(Data entries)

((

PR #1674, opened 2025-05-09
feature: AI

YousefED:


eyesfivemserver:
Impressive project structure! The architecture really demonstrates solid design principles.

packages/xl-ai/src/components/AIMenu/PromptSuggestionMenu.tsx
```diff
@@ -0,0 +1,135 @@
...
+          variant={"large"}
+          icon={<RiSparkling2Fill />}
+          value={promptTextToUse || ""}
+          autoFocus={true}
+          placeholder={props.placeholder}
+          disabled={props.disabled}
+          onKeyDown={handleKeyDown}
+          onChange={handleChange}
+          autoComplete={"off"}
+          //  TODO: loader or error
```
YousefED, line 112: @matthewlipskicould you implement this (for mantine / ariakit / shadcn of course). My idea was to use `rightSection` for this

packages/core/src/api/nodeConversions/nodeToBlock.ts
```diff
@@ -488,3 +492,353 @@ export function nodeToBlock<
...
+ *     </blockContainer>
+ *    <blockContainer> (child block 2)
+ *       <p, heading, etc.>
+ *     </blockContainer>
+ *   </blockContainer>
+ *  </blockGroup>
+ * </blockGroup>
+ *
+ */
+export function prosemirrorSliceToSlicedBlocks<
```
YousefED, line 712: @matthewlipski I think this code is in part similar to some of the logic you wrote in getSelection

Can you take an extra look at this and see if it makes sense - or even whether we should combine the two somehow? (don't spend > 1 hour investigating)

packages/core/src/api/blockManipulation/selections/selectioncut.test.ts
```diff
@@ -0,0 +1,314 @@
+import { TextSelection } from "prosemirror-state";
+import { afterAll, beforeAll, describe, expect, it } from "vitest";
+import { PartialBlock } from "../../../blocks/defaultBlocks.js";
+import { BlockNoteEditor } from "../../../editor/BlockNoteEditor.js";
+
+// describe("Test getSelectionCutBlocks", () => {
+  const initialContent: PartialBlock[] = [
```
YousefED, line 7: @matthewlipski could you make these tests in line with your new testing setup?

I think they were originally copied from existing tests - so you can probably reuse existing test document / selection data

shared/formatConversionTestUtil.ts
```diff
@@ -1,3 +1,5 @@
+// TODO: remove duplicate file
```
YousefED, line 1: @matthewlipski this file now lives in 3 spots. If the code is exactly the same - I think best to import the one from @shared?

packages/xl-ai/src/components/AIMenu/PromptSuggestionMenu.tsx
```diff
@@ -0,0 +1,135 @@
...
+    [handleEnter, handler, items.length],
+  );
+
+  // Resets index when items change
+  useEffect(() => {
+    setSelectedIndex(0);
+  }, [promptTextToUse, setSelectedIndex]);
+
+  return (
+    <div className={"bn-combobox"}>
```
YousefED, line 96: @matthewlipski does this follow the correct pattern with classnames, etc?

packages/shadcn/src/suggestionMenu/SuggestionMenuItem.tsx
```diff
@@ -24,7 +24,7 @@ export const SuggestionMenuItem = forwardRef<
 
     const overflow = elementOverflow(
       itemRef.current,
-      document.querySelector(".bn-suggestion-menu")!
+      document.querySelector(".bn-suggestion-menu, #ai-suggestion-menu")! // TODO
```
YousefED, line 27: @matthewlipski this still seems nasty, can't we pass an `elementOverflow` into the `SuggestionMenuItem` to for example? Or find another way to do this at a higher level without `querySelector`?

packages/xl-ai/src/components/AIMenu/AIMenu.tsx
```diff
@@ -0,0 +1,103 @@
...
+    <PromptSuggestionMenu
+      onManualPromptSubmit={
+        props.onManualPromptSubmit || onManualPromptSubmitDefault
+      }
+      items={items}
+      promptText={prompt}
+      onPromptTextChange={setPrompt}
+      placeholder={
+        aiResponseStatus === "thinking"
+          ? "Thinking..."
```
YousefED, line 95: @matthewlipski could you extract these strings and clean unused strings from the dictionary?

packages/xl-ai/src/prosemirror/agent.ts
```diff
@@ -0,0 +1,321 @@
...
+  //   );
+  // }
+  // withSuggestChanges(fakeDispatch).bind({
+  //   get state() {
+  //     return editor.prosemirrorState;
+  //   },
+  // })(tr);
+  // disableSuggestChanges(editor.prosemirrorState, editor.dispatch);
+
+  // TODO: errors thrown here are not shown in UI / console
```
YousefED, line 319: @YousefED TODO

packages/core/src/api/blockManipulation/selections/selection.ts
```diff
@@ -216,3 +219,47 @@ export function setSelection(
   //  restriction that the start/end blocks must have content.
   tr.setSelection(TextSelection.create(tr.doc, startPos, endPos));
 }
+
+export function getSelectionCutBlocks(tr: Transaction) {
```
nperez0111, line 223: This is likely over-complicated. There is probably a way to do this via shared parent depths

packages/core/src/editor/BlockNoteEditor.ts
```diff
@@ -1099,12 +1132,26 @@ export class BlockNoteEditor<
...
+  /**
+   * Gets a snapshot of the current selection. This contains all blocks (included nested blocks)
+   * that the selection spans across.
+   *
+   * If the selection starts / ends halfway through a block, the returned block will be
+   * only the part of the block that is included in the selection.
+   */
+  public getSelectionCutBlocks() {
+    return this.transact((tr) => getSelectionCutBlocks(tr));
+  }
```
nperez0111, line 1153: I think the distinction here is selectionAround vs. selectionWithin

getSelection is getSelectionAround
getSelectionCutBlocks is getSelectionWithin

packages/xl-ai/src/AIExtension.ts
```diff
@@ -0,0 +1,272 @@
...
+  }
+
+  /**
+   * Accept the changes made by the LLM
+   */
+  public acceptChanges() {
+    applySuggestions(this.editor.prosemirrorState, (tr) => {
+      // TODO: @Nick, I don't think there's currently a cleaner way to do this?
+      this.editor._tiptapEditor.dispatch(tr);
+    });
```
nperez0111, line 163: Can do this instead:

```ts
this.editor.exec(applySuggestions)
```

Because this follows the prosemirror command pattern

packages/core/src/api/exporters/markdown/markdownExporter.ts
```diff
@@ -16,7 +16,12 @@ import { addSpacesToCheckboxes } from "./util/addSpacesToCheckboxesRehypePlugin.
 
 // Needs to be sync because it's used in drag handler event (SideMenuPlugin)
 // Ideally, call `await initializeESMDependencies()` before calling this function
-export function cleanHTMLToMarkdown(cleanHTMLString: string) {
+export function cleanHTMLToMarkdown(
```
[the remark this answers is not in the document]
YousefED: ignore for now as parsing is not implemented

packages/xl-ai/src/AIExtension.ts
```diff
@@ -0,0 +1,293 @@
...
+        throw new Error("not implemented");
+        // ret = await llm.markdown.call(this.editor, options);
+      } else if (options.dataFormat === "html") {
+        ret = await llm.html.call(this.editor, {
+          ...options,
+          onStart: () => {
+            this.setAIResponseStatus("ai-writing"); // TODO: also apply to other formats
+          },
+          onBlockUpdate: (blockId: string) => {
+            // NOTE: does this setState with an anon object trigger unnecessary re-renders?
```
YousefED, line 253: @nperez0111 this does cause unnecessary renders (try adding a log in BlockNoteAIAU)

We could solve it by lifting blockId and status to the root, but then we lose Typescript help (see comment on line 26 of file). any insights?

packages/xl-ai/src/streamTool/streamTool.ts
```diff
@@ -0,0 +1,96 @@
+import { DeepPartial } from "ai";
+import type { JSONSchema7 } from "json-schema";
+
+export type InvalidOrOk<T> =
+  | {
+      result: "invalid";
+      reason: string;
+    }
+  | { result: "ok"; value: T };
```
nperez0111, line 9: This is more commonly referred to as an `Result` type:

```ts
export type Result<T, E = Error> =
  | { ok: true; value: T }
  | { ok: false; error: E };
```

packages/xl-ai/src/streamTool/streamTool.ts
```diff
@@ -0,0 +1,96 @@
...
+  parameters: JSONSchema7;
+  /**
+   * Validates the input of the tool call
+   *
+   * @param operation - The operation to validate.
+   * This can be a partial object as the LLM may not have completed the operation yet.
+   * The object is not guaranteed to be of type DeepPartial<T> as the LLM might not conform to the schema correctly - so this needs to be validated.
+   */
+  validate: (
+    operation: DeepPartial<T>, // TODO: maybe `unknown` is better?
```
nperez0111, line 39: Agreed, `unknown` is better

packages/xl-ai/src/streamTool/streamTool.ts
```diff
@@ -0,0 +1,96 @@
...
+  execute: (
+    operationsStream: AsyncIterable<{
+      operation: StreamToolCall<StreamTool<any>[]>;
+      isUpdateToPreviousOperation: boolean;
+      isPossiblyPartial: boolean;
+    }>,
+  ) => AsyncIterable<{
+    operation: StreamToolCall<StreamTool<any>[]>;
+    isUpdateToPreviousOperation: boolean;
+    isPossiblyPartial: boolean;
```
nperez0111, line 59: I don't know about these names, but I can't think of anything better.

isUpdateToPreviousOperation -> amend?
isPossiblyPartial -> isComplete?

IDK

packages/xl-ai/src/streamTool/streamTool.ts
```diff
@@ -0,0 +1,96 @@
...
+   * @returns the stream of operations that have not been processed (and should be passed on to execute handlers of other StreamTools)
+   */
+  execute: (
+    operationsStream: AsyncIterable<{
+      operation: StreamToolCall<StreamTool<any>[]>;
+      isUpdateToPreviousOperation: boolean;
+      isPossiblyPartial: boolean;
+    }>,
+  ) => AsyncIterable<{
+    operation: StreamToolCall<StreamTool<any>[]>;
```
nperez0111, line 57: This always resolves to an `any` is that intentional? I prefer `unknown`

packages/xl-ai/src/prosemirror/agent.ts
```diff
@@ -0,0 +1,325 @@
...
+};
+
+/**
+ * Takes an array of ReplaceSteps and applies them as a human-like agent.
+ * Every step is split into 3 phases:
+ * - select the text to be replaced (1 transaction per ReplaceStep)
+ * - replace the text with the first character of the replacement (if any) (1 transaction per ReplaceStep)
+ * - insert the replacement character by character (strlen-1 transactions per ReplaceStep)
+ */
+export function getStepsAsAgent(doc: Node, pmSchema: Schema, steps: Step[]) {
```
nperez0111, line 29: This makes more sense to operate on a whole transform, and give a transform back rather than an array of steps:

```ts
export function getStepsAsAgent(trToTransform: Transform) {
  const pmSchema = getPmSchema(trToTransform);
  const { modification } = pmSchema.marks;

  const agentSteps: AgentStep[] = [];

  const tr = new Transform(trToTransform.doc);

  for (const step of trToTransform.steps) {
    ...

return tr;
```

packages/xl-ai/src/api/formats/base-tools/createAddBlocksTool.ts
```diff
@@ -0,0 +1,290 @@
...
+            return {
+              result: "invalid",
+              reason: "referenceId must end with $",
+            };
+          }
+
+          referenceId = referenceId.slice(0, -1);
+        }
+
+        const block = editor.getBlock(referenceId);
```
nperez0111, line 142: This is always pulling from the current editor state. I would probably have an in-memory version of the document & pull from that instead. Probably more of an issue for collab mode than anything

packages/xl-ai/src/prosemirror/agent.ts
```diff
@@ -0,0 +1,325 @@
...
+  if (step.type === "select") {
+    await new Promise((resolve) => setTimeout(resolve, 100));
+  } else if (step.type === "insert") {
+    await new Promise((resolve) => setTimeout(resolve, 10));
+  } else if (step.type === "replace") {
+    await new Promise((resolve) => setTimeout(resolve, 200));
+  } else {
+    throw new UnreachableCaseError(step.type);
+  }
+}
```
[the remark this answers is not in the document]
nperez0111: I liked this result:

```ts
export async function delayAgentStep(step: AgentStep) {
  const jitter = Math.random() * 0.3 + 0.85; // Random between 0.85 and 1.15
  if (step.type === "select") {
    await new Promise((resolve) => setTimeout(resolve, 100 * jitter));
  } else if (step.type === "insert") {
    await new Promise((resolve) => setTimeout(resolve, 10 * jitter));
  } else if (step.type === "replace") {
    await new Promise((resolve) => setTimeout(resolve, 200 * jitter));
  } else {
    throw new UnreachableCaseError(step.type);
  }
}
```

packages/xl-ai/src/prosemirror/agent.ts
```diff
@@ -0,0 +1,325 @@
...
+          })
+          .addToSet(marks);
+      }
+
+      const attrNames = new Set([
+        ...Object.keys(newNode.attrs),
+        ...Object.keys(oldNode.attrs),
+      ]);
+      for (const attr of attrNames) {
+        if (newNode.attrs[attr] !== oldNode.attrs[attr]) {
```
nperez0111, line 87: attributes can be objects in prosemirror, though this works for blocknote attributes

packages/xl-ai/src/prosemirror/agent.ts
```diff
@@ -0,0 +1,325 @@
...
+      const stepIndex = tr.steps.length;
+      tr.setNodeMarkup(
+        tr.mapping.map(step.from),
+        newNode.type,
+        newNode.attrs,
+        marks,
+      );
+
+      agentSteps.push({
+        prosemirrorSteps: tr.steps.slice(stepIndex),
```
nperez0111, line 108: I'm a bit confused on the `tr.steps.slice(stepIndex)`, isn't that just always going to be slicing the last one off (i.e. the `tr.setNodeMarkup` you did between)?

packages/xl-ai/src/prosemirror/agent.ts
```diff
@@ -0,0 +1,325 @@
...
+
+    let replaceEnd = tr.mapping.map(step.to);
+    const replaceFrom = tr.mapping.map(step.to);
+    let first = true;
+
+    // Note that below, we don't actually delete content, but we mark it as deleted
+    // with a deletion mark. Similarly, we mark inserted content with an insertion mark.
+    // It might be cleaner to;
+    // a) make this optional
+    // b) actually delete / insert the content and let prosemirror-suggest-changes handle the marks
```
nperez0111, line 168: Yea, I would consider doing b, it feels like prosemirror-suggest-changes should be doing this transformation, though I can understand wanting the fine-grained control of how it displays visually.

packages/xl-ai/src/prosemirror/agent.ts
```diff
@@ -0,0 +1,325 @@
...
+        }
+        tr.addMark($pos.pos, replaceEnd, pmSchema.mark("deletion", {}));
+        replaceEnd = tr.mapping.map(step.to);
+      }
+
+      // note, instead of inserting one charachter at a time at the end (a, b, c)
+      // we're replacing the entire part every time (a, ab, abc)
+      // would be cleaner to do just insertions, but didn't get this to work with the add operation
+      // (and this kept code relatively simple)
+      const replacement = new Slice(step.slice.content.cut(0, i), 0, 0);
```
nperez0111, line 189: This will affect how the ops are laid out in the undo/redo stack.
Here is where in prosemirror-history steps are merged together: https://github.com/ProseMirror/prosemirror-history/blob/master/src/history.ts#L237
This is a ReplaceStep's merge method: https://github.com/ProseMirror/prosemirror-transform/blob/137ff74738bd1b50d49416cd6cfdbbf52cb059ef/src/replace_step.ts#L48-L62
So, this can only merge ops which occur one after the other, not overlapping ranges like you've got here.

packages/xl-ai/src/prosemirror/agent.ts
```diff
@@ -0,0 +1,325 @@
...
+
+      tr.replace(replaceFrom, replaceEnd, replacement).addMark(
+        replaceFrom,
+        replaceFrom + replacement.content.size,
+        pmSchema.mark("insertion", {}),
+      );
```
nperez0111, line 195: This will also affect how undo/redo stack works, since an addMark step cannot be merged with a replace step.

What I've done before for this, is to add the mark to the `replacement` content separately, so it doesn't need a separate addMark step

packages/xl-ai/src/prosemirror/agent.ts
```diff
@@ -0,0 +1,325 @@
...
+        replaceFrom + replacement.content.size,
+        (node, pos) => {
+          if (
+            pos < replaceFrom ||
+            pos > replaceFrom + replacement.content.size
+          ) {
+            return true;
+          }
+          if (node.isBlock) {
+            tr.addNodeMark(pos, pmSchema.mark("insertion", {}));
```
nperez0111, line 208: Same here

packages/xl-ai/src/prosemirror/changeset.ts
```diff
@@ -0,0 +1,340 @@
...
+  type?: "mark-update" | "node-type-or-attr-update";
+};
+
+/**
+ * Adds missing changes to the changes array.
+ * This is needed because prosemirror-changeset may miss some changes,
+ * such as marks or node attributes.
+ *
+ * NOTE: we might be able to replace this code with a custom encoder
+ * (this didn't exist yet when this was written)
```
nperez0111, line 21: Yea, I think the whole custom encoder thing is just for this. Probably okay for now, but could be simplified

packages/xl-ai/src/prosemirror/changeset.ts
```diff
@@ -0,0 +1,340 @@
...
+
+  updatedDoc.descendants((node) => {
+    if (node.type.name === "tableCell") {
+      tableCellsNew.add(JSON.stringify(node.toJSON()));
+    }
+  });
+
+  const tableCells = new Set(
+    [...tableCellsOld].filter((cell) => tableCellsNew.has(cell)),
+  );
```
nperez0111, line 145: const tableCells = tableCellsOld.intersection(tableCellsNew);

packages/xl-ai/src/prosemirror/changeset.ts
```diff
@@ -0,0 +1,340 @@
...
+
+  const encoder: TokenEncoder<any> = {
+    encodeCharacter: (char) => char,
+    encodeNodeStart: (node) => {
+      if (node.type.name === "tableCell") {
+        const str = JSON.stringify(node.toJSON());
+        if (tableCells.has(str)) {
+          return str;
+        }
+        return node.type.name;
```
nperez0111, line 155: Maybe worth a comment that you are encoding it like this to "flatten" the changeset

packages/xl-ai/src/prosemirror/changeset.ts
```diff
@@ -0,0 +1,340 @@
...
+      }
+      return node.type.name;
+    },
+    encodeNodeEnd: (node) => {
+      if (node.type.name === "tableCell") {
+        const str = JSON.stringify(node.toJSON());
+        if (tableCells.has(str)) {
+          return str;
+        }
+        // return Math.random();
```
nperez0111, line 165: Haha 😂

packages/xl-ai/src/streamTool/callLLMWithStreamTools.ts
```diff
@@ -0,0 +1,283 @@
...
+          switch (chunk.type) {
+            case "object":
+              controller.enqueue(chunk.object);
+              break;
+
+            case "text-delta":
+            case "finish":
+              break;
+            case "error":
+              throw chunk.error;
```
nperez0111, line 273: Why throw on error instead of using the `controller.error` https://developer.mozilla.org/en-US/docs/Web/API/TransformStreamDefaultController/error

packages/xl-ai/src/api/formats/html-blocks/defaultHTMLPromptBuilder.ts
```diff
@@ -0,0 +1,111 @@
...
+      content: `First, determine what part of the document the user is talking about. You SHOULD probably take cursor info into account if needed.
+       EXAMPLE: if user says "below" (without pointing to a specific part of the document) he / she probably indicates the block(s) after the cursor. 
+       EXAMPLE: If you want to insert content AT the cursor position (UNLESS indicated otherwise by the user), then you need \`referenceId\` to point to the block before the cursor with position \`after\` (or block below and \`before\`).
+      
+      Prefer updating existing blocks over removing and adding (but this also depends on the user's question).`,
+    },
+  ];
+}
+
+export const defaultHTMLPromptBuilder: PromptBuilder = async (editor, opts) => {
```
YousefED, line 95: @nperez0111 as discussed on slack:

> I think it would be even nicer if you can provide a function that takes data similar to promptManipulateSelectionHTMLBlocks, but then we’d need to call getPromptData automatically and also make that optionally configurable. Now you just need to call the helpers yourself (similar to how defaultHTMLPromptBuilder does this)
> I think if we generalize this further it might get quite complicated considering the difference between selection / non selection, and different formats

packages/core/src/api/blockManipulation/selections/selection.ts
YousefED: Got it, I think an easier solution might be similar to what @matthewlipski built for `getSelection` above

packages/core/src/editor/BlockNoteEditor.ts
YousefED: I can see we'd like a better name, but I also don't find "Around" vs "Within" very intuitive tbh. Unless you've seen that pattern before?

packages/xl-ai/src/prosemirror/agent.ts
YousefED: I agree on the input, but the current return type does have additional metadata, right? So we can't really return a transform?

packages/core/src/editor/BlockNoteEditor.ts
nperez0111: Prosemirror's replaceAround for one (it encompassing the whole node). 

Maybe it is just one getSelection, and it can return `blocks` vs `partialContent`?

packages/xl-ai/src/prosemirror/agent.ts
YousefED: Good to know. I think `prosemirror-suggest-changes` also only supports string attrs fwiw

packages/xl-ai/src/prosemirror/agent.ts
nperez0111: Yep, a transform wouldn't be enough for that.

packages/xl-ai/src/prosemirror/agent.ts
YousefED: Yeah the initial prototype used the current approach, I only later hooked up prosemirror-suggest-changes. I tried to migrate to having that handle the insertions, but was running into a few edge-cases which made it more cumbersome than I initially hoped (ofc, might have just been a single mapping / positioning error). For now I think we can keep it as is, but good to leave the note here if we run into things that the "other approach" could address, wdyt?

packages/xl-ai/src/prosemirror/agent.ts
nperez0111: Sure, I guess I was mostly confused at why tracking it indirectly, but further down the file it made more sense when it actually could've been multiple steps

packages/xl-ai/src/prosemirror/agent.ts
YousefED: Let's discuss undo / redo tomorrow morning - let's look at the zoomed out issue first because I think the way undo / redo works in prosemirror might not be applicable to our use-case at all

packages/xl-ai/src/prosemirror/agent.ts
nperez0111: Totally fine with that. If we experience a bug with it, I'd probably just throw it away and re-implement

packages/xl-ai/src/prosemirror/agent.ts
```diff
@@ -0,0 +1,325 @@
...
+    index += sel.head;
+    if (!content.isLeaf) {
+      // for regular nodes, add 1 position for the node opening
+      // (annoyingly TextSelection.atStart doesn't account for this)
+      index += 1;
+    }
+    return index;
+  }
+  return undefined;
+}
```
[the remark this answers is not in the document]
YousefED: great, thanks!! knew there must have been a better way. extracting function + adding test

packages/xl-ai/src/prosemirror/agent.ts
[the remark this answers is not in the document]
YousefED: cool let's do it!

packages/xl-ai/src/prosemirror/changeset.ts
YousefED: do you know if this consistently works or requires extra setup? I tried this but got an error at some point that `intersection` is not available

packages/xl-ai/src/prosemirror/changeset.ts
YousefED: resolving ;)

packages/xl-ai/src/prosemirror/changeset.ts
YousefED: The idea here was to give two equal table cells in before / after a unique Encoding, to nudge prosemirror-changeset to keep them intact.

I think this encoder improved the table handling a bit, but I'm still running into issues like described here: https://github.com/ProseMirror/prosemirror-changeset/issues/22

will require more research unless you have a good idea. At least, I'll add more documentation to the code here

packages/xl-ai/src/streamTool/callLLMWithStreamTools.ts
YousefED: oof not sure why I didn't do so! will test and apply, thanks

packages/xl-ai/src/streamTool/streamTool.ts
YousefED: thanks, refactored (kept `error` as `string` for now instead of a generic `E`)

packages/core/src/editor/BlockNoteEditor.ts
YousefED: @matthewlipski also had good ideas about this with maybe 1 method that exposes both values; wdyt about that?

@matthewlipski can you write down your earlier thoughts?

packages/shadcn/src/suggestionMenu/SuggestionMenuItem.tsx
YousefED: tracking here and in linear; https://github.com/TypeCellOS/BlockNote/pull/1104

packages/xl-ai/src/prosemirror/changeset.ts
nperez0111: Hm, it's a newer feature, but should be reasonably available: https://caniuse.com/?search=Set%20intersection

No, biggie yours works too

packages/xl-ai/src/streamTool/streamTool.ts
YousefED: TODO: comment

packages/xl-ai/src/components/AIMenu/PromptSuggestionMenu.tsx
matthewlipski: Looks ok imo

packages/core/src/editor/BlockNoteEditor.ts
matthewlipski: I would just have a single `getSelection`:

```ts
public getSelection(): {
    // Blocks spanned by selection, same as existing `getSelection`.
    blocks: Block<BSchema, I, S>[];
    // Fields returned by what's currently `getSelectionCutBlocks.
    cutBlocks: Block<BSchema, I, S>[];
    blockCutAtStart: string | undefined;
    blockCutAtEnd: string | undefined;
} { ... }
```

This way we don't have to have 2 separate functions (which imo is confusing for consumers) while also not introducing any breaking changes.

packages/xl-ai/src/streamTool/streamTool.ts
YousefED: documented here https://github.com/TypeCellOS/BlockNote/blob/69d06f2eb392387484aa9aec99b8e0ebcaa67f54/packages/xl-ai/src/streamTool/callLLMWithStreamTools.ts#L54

))
((

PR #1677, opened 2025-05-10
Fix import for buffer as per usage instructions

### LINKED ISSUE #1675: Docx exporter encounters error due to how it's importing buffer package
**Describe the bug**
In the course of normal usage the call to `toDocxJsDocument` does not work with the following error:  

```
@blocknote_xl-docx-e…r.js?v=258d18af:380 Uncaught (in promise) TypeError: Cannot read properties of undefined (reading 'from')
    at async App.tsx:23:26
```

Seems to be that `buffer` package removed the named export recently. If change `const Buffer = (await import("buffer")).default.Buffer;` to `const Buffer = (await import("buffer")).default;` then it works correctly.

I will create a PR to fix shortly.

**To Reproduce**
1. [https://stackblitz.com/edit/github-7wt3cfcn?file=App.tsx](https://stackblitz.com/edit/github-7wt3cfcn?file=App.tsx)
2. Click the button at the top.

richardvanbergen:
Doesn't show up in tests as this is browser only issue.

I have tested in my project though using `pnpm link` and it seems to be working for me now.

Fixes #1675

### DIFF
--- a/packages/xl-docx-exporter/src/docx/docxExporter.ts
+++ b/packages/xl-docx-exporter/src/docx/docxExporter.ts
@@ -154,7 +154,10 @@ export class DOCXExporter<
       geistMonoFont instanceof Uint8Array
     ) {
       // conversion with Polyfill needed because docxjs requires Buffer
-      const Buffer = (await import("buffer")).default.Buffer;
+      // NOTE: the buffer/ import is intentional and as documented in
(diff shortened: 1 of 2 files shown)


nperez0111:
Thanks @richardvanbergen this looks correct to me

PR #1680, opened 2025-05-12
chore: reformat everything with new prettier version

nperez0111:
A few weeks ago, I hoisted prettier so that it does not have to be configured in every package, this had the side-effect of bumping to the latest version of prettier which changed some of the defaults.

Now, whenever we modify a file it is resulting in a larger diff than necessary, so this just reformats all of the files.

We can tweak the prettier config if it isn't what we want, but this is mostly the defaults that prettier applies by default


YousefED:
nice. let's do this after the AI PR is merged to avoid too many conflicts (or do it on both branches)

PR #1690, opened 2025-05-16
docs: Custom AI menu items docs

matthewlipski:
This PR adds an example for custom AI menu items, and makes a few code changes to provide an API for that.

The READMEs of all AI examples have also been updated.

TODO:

))

Work task: From the records above, return each line where "available" occurs.

Task solution:
YousefED: do you know if this consistently works or requires extra setup? I tried this but got an error at some point that `intersection` is not available
nperez0111: Hm, it's a newer feature, but should be reasonably available: https://caniuse.com/?search=Set%20intersection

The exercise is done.